** Excerpted records follows **
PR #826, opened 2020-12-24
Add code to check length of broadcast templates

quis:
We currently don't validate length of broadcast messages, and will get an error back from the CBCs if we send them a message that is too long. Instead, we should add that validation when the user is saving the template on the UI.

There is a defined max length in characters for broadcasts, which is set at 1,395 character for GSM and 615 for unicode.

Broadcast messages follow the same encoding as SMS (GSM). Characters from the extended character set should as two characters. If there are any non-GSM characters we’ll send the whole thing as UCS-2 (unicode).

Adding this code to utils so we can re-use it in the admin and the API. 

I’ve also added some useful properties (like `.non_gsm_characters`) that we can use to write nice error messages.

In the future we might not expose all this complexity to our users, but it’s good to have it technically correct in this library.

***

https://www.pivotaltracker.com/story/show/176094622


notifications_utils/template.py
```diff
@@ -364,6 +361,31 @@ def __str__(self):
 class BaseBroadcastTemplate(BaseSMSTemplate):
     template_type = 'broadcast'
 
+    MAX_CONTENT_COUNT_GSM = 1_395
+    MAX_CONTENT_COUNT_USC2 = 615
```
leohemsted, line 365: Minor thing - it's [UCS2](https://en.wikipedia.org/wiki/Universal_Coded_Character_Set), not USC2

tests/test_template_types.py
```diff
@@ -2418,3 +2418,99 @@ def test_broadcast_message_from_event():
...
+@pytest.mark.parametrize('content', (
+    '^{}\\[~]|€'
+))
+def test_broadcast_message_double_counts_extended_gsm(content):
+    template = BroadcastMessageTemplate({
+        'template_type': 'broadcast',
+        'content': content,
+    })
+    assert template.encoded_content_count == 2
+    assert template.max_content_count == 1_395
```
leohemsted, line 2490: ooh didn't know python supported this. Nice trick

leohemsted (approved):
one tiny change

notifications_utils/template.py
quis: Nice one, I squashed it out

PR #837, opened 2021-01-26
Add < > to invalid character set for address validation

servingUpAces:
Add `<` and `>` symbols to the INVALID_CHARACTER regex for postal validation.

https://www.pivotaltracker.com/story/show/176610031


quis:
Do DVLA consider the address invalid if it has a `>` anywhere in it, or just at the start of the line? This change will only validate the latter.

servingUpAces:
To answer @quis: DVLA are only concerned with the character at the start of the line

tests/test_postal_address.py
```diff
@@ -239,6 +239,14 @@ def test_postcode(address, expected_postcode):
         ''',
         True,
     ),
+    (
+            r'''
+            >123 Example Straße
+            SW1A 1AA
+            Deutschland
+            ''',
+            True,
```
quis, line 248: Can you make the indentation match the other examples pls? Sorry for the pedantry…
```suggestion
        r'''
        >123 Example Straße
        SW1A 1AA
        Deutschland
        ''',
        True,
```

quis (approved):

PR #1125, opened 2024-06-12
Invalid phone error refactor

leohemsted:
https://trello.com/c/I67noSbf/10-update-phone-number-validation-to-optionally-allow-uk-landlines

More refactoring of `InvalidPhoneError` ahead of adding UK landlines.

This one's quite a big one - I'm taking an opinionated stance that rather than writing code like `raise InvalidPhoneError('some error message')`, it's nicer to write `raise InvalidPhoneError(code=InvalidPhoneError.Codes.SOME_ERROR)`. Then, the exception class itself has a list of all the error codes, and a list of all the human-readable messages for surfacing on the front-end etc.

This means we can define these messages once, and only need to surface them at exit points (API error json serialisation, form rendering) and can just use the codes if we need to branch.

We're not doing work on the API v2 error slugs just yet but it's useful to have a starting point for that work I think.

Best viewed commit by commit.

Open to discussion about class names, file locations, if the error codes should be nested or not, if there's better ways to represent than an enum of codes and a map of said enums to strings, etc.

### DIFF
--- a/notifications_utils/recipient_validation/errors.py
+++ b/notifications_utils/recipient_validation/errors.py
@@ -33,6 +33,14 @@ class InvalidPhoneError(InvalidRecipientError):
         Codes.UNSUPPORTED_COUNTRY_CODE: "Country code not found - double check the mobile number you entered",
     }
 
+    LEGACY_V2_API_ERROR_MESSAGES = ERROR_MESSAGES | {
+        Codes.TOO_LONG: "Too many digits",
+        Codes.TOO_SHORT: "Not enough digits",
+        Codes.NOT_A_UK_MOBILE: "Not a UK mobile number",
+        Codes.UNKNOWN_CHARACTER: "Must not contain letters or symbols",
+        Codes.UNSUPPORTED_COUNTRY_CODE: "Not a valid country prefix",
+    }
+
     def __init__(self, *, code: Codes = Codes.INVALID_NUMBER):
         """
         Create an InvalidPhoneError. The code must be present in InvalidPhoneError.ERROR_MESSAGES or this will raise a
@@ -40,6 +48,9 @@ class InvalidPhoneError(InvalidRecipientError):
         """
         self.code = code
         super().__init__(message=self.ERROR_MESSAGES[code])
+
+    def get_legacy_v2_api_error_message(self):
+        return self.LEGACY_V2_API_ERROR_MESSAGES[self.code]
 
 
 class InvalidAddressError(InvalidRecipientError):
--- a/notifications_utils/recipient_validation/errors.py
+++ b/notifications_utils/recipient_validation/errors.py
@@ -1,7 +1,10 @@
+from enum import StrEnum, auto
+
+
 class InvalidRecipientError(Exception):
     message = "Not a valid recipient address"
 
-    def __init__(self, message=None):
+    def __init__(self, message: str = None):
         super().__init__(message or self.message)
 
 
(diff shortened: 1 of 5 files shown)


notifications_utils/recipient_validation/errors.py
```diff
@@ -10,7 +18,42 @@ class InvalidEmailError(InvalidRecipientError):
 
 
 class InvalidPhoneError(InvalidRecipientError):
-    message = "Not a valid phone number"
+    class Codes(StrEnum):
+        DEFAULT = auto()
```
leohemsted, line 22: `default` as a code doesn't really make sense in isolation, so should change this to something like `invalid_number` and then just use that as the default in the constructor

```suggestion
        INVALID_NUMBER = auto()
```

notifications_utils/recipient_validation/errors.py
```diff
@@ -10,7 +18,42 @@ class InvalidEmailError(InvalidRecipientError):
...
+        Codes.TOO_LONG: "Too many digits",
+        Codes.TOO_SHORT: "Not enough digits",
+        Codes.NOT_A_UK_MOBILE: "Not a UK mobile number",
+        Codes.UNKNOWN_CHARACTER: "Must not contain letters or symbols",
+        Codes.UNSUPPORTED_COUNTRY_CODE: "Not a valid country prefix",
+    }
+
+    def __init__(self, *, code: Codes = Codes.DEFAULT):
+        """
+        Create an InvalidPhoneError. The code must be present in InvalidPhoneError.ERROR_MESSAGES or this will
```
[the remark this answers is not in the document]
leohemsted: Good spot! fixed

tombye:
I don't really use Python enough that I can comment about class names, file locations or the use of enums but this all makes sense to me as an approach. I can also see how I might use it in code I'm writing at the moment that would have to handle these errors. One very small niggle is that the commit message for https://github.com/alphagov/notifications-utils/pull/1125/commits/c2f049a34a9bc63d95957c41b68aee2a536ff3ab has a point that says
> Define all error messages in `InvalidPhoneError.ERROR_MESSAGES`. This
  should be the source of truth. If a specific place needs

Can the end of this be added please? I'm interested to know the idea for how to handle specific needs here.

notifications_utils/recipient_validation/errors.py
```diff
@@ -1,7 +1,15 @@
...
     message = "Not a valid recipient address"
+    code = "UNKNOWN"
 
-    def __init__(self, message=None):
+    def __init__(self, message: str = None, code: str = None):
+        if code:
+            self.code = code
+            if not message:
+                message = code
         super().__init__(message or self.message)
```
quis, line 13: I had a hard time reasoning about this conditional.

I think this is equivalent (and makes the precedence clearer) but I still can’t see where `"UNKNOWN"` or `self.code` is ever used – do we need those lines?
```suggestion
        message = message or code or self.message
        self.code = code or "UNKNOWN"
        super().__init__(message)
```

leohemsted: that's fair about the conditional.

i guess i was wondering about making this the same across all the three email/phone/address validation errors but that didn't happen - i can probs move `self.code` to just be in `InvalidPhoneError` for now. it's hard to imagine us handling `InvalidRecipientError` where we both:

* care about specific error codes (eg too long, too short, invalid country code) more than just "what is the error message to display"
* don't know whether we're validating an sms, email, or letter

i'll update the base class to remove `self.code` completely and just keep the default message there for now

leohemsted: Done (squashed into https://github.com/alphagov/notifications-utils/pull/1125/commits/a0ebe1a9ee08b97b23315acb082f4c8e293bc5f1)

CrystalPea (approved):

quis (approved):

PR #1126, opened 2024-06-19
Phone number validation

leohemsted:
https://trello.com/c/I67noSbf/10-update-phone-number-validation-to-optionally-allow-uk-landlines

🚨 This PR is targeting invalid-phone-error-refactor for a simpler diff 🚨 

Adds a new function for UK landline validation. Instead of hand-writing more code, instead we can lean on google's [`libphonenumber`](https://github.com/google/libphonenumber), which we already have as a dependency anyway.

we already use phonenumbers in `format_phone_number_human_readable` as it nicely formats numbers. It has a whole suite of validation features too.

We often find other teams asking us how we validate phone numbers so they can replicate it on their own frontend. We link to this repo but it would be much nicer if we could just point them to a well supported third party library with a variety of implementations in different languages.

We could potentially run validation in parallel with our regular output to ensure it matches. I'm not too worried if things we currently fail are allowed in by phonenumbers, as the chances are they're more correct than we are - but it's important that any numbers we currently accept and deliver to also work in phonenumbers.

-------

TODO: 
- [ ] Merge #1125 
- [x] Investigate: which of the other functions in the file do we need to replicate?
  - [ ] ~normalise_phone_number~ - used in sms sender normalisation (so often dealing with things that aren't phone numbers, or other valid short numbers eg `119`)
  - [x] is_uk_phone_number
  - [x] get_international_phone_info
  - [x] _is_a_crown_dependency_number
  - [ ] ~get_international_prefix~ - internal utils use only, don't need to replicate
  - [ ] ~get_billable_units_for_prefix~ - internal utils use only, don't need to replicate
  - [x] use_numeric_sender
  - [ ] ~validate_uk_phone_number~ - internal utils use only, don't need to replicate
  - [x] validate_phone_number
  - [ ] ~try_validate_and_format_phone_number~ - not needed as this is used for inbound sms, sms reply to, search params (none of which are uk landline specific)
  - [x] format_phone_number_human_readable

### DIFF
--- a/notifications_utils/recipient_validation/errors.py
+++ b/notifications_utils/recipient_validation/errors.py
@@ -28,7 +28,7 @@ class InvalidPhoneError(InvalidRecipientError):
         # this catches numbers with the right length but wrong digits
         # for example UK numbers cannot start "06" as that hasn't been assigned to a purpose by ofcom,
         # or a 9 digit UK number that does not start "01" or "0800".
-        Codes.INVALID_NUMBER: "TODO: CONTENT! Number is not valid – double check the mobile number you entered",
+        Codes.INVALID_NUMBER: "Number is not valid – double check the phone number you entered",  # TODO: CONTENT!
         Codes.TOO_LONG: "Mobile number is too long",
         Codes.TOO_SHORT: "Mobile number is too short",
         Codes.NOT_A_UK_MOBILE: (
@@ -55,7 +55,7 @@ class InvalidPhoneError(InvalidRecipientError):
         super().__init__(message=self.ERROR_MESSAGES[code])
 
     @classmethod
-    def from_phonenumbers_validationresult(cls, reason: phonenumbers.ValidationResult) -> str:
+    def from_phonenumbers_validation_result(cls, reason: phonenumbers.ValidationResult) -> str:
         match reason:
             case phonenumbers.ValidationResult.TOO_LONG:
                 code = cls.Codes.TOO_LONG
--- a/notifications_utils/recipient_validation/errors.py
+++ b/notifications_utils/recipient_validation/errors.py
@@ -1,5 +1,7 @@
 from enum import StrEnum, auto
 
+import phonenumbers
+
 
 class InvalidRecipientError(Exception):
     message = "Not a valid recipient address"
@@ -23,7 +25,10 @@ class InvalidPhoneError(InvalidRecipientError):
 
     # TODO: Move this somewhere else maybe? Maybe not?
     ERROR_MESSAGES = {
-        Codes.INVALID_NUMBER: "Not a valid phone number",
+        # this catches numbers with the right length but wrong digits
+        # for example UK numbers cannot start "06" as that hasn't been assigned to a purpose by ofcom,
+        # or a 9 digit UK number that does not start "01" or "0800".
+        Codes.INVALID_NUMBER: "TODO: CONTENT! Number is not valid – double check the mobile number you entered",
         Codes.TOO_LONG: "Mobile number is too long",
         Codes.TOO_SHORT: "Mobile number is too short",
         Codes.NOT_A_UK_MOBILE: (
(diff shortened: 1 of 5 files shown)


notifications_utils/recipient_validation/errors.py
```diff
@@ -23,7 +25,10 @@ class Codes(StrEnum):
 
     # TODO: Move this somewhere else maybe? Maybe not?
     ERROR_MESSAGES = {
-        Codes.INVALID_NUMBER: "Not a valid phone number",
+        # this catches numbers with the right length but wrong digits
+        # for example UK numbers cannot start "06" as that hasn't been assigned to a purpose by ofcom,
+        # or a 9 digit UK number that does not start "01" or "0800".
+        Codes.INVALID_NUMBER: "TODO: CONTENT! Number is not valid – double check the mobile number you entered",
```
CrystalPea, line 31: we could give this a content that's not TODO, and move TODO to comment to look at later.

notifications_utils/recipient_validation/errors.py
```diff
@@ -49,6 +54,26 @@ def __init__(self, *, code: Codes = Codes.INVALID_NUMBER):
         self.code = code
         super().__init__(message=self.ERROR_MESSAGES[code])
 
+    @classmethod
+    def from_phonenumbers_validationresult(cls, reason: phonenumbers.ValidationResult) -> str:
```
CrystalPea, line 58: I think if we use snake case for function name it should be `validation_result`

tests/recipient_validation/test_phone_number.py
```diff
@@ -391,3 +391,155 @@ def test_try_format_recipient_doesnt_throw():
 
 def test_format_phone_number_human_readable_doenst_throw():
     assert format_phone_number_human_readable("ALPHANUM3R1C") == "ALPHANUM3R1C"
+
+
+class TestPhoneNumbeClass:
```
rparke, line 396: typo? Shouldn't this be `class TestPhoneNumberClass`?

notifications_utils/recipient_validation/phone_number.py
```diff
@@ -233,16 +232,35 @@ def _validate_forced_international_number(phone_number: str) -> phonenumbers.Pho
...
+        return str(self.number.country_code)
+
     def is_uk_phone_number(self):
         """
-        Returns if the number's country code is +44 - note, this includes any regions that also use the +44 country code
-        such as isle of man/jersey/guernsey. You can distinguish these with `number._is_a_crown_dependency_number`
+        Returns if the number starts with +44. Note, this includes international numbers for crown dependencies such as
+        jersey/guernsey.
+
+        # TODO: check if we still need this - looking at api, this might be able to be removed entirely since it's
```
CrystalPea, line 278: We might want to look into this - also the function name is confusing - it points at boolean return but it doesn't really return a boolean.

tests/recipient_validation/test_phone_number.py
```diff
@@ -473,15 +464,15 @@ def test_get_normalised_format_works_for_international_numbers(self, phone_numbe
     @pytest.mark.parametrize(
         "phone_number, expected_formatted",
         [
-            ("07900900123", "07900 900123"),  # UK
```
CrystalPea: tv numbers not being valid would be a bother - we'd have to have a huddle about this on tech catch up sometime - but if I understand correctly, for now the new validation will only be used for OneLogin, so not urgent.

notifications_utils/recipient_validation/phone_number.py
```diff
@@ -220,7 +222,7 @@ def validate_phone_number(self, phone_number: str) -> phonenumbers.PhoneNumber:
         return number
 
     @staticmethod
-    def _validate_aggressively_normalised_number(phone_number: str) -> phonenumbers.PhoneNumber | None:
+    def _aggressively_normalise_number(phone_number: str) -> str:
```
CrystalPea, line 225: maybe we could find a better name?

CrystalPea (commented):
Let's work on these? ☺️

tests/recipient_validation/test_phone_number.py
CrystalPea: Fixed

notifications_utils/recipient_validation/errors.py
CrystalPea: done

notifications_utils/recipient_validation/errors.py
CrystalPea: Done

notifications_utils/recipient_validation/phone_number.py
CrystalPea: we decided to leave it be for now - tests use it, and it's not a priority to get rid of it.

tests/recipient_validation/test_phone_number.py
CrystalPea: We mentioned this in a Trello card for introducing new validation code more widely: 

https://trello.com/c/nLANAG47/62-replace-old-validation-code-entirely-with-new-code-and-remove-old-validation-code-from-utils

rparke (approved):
** End of Excerpted records **
Out of the data above, give again only the lines starting at the one holding "Phone number validation" and ending at the one holding "- [x] validate_phone_number", unchanged.

Phone number validation

leohemsted:
https://trello.com/c/I67noSbf/10-update-phone-number-validation-to-optionally-allow-uk-landlines

🚨 This PR is targeting invalid-phone-error-refactor for a simpler diff 🚨 

Adds a new function for UK landline validation. Instead of hand-writing more code, instead we can lean on google's [`libphonenumber`](https://github.com/google/libphonenumber), which we already have as a dependency anyway.

we already use phonenumbers in `format_phone_number_human_readable` as it nicely formats numbers. It has a whole suite of validation features too.

We often find other teams asking us how we validate phone numbers so they can replicate it on their own frontend. We link to this repo but it would be much nicer if we could just point them to a well supported third party library with a variety of implementations in different languages.

We could potentially run validation in parallel with our regular output to ensure it matches. I'm not too worried if things we currently fail are allowed in by phonenumbers, as the chances are they're more correct than we are - but it's important that any numbers we currently accept and deliver to also work in phonenumbers.

-------

TODO: 
- [ ] Merge #1125 
- [x] Investigate: which of the other functions in the file do we need to replicate?
  - [ ] ~normalise_phone_number~ - used in sms sender normalisation (so often dealing with things that aren't phone numbers, or other valid short numbers eg `119`)
  - [x] is_uk_phone_number
  - [x] get_international_phone_info
  - [x] _is_a_crown_dependency_number
  - [ ] ~get_international_prefix~ - internal utils use only, don't need to replicate
  - [ ] ~get_billable_units_for_prefix~ - internal utils use only, don't need to replicate
  - [x] use_numeric_sender
  - [ ] ~validate_uk_phone_number~ - internal utils use only, don't need to replicate
  - [x] validate_phone_number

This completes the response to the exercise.